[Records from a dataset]
○ ○ ○ ○ ○

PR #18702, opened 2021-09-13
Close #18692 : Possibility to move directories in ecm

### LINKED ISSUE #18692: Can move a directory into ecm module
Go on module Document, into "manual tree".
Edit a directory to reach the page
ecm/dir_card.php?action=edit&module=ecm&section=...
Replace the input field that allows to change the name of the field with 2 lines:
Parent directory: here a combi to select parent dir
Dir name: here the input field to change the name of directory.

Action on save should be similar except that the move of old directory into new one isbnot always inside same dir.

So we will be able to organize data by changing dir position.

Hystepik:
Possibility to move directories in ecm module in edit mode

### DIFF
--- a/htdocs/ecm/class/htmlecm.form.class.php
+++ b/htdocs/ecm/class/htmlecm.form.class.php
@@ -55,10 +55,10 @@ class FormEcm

○ ○ ○ ○ ○

What the task requires:
The expected answer is every line above in which the word "directory" appears.

Worked solution:
### LINKED ISSUE #18692: Can move a directory into ecm module
Edit a directory to reach the page
Parent directory: here a combi to select parent dir
Dir name: here the input field to change the name of directory.
Action on save should be similar except that the move of old directory into new one isbnot always inside same dir.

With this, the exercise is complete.